Illustration for article titled This Mathematical Model Shows You Exactly Where to Park Your Starship

You may have heard of Lagrangian points — they are five gravitationally stable locations around our planet, created by the forces exerted by the Earth and Moon on each other. They're a perfect place to put a satellite (and indeed we have). In this incredible model, you can see exactly where they are, and why.


Of course, Lagrangian points aren't unique to Earth. They're created by any two objects with sufficient mass that are orbiting each other in space. Science fiction writers often use them in stories where starship pilots need a nice, stable spot to hover next to a planet or moon. Situating yourself at a Lagrange point is probably the closest thing you'll get in space to dropping anchor.

Brian Weinstein, an applied mathematics grad student who runs the always-awesome Fouriest Series tumblr, has put together an amazing illustration of the Lagrangian points around Earth. Here he explains what you're seeing:

The Lagrangian points are the five locations in an orbital system where the combined gravitational force of two large masses is exactly canceled out by the centrifugal force arising from the rotating reference frame.
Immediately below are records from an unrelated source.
PR #703, opened 2021-11-27
Build static library for regression tests when shared build with CMake

kinichiro:
Another solution instead of #701 .
Build another static libraries when it build shared, and use them with regressions.
These static libraries are not installed.

commit e8ea73c247069e4e5592b31c0888a8ceb35f7773 in this PR temporarily avoid build break with crypto/ct and this should be removed after merging #702 .


kinichiro:
Currently this PR replaces all regressions linking library to static one.
I wonder if tests that are able to work with shared library should link with shared one ?

PR #705, opened 2021-12-04
Remove unneeded target_include_directories with cmake

kinichiro:
This could remove recurring of the same statement for include directories.
Instead of this removals, apps/* and tests  should have include path that
had been provided by INTERFACE_INCLUDE_DIRECTORIES of target libs and
internal static libs.


busterb:
Nice improvement, thanks.

PR #710, opened 2021-12-11
Add bytestring

kinichiro:
This PR adds crypto/bytestring/ to libcrypto.
Three bs source files are the same between crypto and ssl.
To avoid bs objects duplication in libtls, splits out bytestring related objects as internal library from libssl.
internal bs library should be linked to shared libssl, since bs related functions are not exported.
static libssl does not require it because those functions are provided from libcrypto.

commit a3a03842f68732cc08c0241c40cf99fd11a8a3a4 is same as #709


kinichiro:
I wonder if I should remove bs three objects from ssl/.libs/libssl.a after generating libssl.la.

PR #712, opened 2021-12-13
Ignore ar command error

kinichiro:
'ar d' command gets error on macos if specified object not exist.


busterb:
You know, I should just stop syncing upstream before pulling these fixes, there's always another place to update :smiling_face_with_tear:

kinichiro:
l always wait for syncing upstream to openbsd repo on github before posting
PR that would be required to build latest.

Is it better posting those PR before syncing upstream to github ?
In that case, PR ci build would fail, though.
Chicken or egg :)

PR #468, opened 2024-10-16
FOGL-8975: Added tab navigator buttons for filter plugins configuration

MonikaSharma06:


src/app/components/core/configuration-manager/configuration-group/configuration-group.component.html
```diff
@@ -9,8 +9,8 @@
     </ul>
   </nav>
   <div class="configuration_group_wrapper">
-    <nav id="group_navigation" class="groupNav dragscroll mouse-scroll" role="tablist">
-      <div id="groupNavContents" class="nav" [ngClass]="{'groupNav_contents': !sourceName}">
+    <nav [id]="'group_navigation_'+from + '_' + sourceName" class="groupNav dragscroll mouse-scroll" role="tablist">
+      <div [id]="'groupNavContents_'+from + '_' + sourceName" class="nav">
```
praveen-garg, line 13: We have nav before as tag and here as a class?

src/app/components/core/configuration-manager/configuration-group/configuration-group.component.html
```diff
@@ -9,8 +9,8 @@
     </ul>
   </nav>
   <div class="configuration_group_wrapper">
-    <nav id="group_navigation" class="groupNav dragscroll mouse-scroll" role="tablist">
-      <div id="groupNavContents" class="nav" [ngClass]="{'groupNav_contents': !sourceName}">
+    <nav [id]="'group_navigation_'+from + '_' + sourceName" class="groupNav dragscroll mouse-scroll" role="tablist">
```
praveen-garg, line 12: In next line ID convention is camelCase and here snake_case?

src/app/components/core/configuration-manager/configuration-group/configuration-group.component.ts
```diff
@@ -17,6 +17,7 @@ export class ConfigurationGroupComponent implements AfterViewInit {
   @Input() serviceStatus = false;
   @Input() from: string;
   @Input() sourceName: string;
+  @Input() isFilterConfigOpen: boolean;
```
praveen-garg, line 20: You mean expanded? How expanded and collapsed matter.

src/app/components/core/configuration-manager/configuration-group/configuration-group.component.ts
```diff
@@ -147,7 +155,7 @@ export class ConfigurationGroupComponent implements AfterViewInit {
 
   buildGroupOfItems(configItems) {
     configItems?.forEach(config => {
-      if(config.readonly != 'true'){
```
praveen-garg, line 150: What if readonly does not exist?

src/app/components/core/filter/filter-list/filter-list.component.ts
```diff
@@ -78,15 +79,18 @@ export class FilterListComponent {
         const nextActiveContentBody = <HTMLElement>next.getElementsByClassName('card-content')[0];
         nextActiveContentBody.hidden = false;
         next.setAttribute('class', 'accordion card is-active');
+
```
praveen-garg, line 82: Required?

src/app/components/core/filter/filter-list/filter-list.component.ts
```diff
@@ -78,15 +79,18 @@ export class FilterListComponent {
...
       } else {
         last.classList.remove('is-active');
         lastActiveContentBody.hidden = true;
       }
+      this.isConfigOpen = false;
```
praveen-garg, line 87: Should be in else, above?

src/styles.css
```diff
@@ -507,4 +507,9 @@ span.tooltip {
 .content table td {
   padding: 0.25em 0.5em;
 }
+
+.steps-content {
```
praveen-garg, line 511: In wizard no affect?

src/app/components/core/configuration-manager/configuration-group/configuration-group.component.html
MonikaSharma06: No issue in that. It is same as before. I only removed custom class i.e. `groupNav_contents` because property (which was being applied in class `groupNav_contents`) needs to be applied on for all.

src/app/components/core/configuration-manager/configuration-group/configuration-group.component.ts
MonikaSharma06: We need to do some calculation to show tab navigator buttons. In the case of filter, it was not working properly because by default configuration (and tabs) are hidden and get visible when we expand it. So we need to calculate it again when user expand the filter.

src/app/components/core/configuration-manager/configuration-group/configuration-group.component.ts
MonikaSharma06: This line is not removed from here, there is only indentation fix (by editor), please check.

src/styles.css
MonikaSharma06: No. It is required to show tab navigator on wizard.

src/app/components/core/configuration-manager/configuration-group/configuration-group.component.html
MonikaSharma06: ID convention updated

hemantgarg923 (dismissed):

mshariq-nerd (approved):

hemantgarg923 (approved):

PR #470, opened 2024-10-17
FOGL-9108: Fixed integer and float directive to accept valid input

MonikaSharma06:


src/app/directives/float-only.directive.ts
```diff
@@ -1,23 +1,72 @@
...
+    }
+  }
+
+  isVaildFloat(event) {
+    const allowedChars = /[0-9.]/;
+    const inputChar = String.fromCharCode(event.charCode);
+    const isAllowedKeys = ['Backspace', 'Tab', 'ArrowLeft', 'ArrowRight', 'Delete', 'e', 'E', '-', '+'].includes(event.key);
+    const isScientificNotation = event.key.toLowerCase() === 'e';
+    const hasAlreadyScientificNotation = this.el.nativeElement.value.includes('e') || this.el.nativeElement.value.includes('E');
+    if (allowedChars.test(inputChar) || isAllowedKeys) {
```
praveen-garg, line 39: Here we have regex check for  /[0-9.]/; Cannot we have same for int?
or
event.key here?

praveen-garg (commented):
Can we have a directive number-only and have common code there; Override that for int and float?

src/app/directives/float-only.directive.ts
```diff
@@ -1,23 +1,72 @@
...
     if (inputChar === '.' && (event.target as HTMLInputElement).value.includes('.')) {
       event.preventDefault();
     }
+
+    if (event) {
+      return this.isVaildFloat(event);
+    }
+  }
+
+  isVaildFloat(event) {
```
hemantgarg923, line 33: `isValidFloat` typo

src/app/directives/float-only.directive.ts
MonikaSharma06: Yes, we can have same also.

> Can we have a directive number-only and have common code there; Override that for int and float?

Yes, we can try in that way also but to keep these separate seems better.

hemantgarg923 (dismissed):

praveen-garg:
> Can we have a directive number-only and have common code there; Override that for int and float?

@mshariq-nerd thoughts?

hemantgarg923 (approved):

mshariq-nerd:
> > Can we have a directive number-only and have common code there; Override that for int and float?
> 
> @mshariq-nerd thoughts?

Either way is fine. If we will have a number-only directive in that from every configuration item of type int & float user need to pass the type as well to check if float or number.

mshariq-nerd (approved):

PR #474, opened 2024-10-24
FOGL-9212: Show filter delete confirmation message

MonikaSharma06:


hemantgarg923 (approved):

praveen-garg:
[commit/83535af](https://github.com/fledge-iot/fledge-gui/commit/83535af2824d9ae69d00e5657c59341b6be17bb3#diff-3a2b7491de1f0545417194779cc18f8a146a4b7f4df4be3dba93f5439bcee905L227) says
- delete not attached filters silently in control pipeline

Are we reverting that behavior? or We need this to be South & North vs Control Pipeline specific?
Also, at some places we are using alertService while toastService at some?

MonikaSharma06:
> Are we reverting that behavior? or We need this to be South & North vs Control Pipeline specific?

We are not reverting any behaviour. I've reviewed code wise and tested too but I don't see any bad effect of it anywhere. FYI; this method is not being called from Control Pipeline component.

> Also, at some places we are using alertService while toastService at some?

Yes, we need to be consistent on it.

mshariq-nerd (approved):

PR #478, opened 2024-11-18
FOGL-9257: Fixed 'Next' button disabled issue on notification wizard

MonikaSharma06:


src/app/components/core/notifications/add-notification-wizard/add-notification-wizard.component.ts
```diff
@@ -171,6 +172,7 @@ export class AddNotificationWizardComponent implements OnInit, OnDestroy {
                 this.pluginData.modalState = false;
                 this.selectInstalledPlugin();
               }
+              this.pluginRequestDone = true;
```
praveen-garg, line 175: 1s timeout enough?

MonikaSharma06: No need to change timeout, only need to enable "Next" button after getting the response from `plugin` API.

hemantgarg923 (approved):

PR #483, opened 2025-01-27
FOGL-9424: Invalid connection validation check for South and North

mshariq-nerd:


src/app/components/common/node-editor/connector.ts
```diff
@@ -14,8 +17,26 @@ export class Connector<S extends ClassicScheme, K extends any[]> extends Bidirec
...
         const toNode = context.editor.getNode(socket.nodeId);
+        const isNorthNode = context.editor.getNodes().find(node => node.label == 'North');
+
+        // Invalid connection check
+        if (
+          (fromNode instanceof Storage && toNode instanceof South) ||
+          (fromNode instanceof North && toNode instanceof Storage) ||
+          (fromNode instanceof Filter && toNode instanceof South) ||
+          (fromNode instanceof North && toNode instanceof Filter) ||
+          (isNorthNode && fromNode instanceof Filter && toNode instanceof Storage)
```
praveen-garg, line 35: I would rather have a validConnections array of objects with src, dst and if does not have any return with console log

hemantgarg923 (approved):

MonikaSharma06 (approved):

PR #484, opened 2025-01-27
FOGL-9300: Import CSV/ JSON file support for list & kvlist

hemantgarg923:


mshariq-nerd (changes requested):

src/app/components/common/file-export-modal/file-export-modal.component.ts
```diff
@@ -0,0 +1,113 @@
...
+  }
+
+  toggleDropDown(id: string) {
+    const dropdown = document.getElementById(id);
+    if (dropdown) {
+      dropdown.classList.toggle('is-active');
+    }
+  }
+
+  hideDropDown(id: string) {
```
praveen-garg, line 56: Given we have `toggleDropDown`, either we should not have `hideDropDown` or instead of toggleDropDown use `showDropdown`

hemantgarg923: Currently both methods are required as they serve different purpose, maybe we can improve it in a patch PR.

praveen-garg: OK

mshariq-nerd (approved):

PR #485, opened 2025-02-04
FOGL-7733: Reset password option hidden for certificate based user

hemantgarg923:


praveen-garg:
Only problem here is, what if reset password is required before switching to ANY/PASSWD option.

PR #489, opened 2025-02-06
FOGL-9482: Handling of listName for list type configuration item

hemantgarg923:
Check with [PR](https://github.com/fledge-iot/fledge/pull/1549)


praveen-garg:
list and kvlist both are tested with it?

We may want to check S2 OPC UA like JSON to list/kvlist migration pull requests?

hemantgarg923:
> GUI client should handle the case where a configuration item contains a listName key-value pair in case of list type configuration only. 

As per Jira description, listName handling is done for **list** type only.

praveen-garg:
> > GUI client should handle the case where a configuration item contains a listName key-value pair in case of list type configuration only.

At these five points, the net force on a third body (of negligible mass) is 0, allowing the third object to be completely stationary relative to the two other masses. That is, when placed at any of these points, the third body stays perfectly still in the rotating frame.

The first image shows the fields due to the first mass, the second mass, and the rotating reference frame. When added together, these fields generate the effective field shown in the second image. The five Lagrangian points are indicated with gray spheres.

The first three Lagrangian points (labeled L1, L2, and L3) lie in line with the two larger bodies and are considered metastable equilibria. L4 and L5 lie 60° ahead of and behind the second body in its orbit and are considered stable equilibria.


Check out the full article here.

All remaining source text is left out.